:: WORK TASK ::
Which of the lines in the records below hold the string "basis"? Copy every one of them.
[EXERCISE MATERIAL Boundary: Start]
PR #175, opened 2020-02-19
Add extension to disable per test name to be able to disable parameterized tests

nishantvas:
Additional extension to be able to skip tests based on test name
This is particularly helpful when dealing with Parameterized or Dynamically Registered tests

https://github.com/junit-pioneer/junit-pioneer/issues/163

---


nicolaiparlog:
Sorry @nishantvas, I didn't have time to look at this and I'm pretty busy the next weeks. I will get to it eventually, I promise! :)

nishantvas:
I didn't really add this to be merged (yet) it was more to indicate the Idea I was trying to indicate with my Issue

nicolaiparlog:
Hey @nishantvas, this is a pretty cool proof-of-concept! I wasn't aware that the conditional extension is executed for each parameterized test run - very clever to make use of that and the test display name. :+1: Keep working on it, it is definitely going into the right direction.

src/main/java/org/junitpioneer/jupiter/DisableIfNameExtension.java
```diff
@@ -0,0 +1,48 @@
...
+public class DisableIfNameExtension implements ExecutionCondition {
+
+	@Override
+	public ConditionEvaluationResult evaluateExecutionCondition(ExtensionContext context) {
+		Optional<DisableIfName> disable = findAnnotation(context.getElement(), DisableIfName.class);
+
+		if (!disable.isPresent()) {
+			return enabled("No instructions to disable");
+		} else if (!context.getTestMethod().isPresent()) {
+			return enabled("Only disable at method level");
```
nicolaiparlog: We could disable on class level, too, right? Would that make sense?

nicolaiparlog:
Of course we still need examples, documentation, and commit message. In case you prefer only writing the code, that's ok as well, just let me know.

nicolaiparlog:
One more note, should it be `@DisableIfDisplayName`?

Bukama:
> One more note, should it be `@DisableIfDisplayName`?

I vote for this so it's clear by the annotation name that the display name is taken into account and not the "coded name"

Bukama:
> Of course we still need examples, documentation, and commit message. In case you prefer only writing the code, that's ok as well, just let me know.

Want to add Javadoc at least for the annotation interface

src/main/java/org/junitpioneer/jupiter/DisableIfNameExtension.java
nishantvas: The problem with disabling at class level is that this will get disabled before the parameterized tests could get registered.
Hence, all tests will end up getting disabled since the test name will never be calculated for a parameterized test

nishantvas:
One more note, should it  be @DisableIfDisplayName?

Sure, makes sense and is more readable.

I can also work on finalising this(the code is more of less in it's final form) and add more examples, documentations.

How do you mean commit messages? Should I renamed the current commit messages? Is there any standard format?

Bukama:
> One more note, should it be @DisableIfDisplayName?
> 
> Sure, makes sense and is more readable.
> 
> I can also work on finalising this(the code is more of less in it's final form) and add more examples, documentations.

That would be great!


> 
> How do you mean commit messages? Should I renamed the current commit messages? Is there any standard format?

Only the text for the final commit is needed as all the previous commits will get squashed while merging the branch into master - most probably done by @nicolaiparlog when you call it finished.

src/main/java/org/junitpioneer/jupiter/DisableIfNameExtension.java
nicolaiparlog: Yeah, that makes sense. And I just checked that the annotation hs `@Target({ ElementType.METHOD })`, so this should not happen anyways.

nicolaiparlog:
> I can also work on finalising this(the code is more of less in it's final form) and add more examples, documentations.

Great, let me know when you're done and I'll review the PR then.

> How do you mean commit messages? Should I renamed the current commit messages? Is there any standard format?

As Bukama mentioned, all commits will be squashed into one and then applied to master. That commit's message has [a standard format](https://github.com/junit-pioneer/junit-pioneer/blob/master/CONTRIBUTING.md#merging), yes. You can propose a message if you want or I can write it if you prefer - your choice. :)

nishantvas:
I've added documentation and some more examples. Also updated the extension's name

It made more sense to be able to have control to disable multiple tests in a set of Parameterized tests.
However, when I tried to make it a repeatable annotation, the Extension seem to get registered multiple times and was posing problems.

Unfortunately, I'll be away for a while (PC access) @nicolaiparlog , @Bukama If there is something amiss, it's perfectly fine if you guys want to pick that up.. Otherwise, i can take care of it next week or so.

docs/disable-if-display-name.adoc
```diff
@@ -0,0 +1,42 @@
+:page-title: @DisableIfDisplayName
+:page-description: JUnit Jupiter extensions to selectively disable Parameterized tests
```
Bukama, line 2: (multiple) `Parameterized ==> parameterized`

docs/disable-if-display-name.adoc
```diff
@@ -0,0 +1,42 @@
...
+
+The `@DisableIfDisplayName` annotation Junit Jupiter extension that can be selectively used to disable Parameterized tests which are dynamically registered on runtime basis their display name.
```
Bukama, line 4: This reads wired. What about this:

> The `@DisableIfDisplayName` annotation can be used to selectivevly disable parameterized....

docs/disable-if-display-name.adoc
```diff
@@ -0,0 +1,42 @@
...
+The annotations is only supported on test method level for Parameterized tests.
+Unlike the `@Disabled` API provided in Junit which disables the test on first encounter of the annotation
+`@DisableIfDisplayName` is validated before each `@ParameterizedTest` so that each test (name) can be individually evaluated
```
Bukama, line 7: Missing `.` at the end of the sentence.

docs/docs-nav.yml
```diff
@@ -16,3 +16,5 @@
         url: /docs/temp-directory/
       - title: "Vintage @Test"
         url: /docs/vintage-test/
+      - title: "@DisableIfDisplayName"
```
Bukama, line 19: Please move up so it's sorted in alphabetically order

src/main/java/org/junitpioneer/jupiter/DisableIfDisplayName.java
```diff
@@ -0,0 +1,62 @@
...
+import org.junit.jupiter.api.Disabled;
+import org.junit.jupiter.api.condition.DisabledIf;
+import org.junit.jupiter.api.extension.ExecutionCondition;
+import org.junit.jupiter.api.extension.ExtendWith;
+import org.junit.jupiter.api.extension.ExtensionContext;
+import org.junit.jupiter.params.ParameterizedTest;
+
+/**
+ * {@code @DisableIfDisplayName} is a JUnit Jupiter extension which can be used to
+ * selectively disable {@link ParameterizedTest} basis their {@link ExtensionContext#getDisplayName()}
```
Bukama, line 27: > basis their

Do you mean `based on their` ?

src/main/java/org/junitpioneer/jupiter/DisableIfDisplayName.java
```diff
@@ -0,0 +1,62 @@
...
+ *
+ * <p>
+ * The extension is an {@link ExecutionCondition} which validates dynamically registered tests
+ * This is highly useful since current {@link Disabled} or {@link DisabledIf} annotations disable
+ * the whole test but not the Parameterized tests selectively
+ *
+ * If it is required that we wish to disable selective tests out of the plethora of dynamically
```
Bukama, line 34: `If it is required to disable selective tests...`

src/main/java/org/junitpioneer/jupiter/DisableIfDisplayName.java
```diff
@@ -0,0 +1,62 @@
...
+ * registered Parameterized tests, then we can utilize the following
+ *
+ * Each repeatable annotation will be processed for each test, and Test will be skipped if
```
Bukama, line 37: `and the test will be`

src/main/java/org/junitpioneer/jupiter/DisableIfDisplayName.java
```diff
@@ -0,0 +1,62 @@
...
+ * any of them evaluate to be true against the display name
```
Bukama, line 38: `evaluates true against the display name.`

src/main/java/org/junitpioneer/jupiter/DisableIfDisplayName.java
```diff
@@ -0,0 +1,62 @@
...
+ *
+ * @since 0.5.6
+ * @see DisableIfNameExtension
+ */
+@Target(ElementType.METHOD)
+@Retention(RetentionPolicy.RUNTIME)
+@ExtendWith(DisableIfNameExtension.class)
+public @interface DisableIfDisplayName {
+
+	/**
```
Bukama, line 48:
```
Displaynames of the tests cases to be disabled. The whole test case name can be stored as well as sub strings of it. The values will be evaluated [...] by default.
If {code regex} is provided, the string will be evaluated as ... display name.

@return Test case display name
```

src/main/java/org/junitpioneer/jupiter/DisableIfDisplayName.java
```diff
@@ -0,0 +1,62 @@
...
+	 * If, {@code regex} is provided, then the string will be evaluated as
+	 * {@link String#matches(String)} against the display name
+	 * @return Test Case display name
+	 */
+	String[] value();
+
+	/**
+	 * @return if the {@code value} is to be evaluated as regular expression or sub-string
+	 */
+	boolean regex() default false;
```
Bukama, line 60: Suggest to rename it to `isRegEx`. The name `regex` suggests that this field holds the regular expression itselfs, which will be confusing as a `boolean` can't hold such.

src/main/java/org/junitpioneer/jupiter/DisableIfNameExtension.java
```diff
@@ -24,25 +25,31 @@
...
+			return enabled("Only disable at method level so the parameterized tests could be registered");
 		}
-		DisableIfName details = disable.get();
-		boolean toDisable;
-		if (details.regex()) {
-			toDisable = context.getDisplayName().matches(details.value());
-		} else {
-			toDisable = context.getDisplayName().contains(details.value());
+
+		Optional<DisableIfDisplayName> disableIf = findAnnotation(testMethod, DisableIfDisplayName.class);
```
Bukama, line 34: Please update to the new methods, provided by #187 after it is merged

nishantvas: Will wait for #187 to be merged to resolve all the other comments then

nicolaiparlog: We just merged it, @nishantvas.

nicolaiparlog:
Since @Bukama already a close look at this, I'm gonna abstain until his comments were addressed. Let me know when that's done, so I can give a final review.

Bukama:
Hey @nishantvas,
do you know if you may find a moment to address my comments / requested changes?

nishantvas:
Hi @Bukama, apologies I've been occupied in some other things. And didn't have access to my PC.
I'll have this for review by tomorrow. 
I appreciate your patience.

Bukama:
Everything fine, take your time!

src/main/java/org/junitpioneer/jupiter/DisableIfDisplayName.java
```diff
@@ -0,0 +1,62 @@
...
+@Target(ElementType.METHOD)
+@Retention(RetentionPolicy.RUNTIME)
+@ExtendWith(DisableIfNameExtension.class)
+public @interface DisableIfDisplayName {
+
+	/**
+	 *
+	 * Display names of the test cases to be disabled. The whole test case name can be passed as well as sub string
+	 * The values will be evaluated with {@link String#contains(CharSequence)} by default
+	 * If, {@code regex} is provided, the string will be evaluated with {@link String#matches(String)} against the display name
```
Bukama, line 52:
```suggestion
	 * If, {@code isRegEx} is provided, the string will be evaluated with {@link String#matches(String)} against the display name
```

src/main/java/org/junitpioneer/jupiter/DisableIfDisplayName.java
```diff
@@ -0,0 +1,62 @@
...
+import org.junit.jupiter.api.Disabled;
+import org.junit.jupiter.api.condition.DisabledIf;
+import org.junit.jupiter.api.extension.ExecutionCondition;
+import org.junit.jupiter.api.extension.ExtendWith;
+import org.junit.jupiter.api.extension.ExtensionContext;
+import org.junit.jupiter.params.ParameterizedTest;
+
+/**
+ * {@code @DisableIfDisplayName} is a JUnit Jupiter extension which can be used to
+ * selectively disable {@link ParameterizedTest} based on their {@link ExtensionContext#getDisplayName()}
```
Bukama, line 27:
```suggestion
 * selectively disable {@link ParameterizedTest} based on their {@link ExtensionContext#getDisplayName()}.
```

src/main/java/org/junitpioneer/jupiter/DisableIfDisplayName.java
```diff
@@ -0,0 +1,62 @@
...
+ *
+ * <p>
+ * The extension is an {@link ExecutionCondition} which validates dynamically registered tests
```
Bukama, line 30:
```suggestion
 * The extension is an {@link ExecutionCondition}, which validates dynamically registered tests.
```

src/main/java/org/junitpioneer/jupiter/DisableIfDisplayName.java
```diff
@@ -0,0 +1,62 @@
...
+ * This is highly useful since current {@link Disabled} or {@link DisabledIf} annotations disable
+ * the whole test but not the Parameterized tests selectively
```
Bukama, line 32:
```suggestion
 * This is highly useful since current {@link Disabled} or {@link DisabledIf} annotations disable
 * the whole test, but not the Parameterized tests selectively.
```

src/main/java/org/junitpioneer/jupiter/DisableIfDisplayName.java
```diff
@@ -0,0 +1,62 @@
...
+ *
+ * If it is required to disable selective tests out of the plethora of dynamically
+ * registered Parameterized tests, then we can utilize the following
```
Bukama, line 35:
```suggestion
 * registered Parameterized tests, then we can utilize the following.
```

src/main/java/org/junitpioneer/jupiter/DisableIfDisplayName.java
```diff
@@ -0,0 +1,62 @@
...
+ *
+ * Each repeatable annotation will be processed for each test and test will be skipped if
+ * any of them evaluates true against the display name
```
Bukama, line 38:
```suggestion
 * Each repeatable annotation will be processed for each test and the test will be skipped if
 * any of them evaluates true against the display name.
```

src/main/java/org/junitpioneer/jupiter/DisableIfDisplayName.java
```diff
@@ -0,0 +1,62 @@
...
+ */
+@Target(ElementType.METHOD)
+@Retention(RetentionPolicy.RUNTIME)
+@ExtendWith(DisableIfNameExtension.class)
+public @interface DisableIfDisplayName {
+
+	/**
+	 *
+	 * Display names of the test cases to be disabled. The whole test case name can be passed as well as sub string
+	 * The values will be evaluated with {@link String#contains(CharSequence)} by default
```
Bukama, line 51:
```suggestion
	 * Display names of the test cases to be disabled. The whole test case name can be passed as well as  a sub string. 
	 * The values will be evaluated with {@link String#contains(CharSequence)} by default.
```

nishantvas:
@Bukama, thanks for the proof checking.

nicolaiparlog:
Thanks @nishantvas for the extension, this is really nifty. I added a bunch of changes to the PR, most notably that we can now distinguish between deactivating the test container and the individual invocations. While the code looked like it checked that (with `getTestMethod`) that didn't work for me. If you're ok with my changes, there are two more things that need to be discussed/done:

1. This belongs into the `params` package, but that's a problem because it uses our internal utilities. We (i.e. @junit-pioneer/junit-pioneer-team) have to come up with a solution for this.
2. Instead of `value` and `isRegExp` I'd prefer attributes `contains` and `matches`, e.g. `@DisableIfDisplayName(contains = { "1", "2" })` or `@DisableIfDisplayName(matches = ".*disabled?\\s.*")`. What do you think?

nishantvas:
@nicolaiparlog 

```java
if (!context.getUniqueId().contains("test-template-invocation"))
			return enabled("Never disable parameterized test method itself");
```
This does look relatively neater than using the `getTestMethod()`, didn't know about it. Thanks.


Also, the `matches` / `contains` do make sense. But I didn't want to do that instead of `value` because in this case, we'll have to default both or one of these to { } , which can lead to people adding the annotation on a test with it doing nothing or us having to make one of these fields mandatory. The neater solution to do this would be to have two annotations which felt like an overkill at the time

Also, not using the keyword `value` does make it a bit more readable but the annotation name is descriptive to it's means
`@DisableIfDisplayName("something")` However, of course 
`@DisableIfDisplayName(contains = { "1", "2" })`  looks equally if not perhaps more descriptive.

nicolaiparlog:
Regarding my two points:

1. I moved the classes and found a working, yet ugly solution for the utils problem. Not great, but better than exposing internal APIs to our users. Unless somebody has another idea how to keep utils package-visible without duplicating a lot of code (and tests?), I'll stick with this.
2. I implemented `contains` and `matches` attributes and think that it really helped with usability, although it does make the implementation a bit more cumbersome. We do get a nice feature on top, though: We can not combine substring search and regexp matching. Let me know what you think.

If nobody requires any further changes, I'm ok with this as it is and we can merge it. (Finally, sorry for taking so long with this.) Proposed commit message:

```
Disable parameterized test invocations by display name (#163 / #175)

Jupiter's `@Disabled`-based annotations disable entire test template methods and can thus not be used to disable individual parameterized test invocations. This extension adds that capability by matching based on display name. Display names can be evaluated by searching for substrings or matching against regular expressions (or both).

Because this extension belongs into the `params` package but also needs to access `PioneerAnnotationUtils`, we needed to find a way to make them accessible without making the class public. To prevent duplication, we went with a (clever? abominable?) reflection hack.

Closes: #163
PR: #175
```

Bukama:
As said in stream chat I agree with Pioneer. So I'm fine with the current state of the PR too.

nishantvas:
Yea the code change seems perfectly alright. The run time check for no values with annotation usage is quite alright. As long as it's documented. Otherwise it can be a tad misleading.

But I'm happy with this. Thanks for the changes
[EXERCISE MATERIAL Boundary: End]
:: TASK RESULT ::
+The `@DisableIfDisplayName` annotation Junit Jupiter extension that can be selectively used to disable Parameterized tests which are dynamically registered on runtime basis their display name.
+ * selectively disable {@link ParameterizedTest} basis their {@link ExtensionContext#getDisplayName()}
Bukama, line 27: > basis their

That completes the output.